Recorded information:
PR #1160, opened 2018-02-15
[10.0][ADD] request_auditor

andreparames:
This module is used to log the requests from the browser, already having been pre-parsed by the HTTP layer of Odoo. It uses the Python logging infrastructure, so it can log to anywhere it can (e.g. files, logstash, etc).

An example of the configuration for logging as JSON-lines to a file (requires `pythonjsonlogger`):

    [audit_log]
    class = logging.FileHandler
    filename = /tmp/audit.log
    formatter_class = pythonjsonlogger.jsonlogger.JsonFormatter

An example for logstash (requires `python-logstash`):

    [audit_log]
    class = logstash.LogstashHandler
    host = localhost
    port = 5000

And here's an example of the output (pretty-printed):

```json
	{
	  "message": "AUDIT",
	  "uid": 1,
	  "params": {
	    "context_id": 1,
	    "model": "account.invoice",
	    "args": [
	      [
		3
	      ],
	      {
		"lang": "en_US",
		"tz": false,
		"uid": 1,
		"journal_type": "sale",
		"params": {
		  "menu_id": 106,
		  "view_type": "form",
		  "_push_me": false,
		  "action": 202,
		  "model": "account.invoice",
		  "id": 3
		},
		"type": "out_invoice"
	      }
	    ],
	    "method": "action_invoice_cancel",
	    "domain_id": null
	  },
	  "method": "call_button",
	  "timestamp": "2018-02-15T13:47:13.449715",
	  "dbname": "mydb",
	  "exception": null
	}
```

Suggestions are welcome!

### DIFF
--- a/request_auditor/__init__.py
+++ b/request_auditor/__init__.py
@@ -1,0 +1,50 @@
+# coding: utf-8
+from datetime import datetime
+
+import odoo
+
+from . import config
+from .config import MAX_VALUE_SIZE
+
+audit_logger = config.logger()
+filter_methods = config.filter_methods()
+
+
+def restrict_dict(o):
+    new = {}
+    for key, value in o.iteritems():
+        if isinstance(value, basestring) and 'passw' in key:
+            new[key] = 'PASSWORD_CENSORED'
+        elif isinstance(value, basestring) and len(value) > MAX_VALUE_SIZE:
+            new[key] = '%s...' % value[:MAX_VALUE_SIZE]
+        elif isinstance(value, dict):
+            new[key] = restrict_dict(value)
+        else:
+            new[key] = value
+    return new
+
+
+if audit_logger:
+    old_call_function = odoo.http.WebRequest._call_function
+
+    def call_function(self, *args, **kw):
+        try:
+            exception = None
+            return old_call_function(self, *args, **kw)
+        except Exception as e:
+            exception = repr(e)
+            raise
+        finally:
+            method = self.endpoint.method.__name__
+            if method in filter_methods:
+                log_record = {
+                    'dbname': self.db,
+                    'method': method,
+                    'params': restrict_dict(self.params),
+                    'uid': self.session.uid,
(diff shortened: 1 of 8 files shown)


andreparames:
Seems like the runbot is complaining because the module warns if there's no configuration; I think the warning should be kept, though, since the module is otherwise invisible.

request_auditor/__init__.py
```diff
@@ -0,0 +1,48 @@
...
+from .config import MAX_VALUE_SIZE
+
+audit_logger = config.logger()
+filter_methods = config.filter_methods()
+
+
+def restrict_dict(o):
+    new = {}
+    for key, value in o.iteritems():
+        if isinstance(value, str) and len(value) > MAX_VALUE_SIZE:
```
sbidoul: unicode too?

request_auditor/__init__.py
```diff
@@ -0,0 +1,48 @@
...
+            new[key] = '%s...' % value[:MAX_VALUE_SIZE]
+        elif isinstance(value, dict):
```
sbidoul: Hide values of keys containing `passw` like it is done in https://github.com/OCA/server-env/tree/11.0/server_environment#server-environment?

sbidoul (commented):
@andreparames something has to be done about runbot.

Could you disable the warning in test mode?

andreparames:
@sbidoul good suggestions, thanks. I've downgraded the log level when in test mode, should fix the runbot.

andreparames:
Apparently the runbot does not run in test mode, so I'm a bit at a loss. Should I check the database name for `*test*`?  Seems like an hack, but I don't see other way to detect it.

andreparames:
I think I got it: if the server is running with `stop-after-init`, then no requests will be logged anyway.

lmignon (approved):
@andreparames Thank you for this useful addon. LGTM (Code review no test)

The task: Using the entries above, work out how many lines contain the string "params". Respond with that number alone.

Exercise answer: 3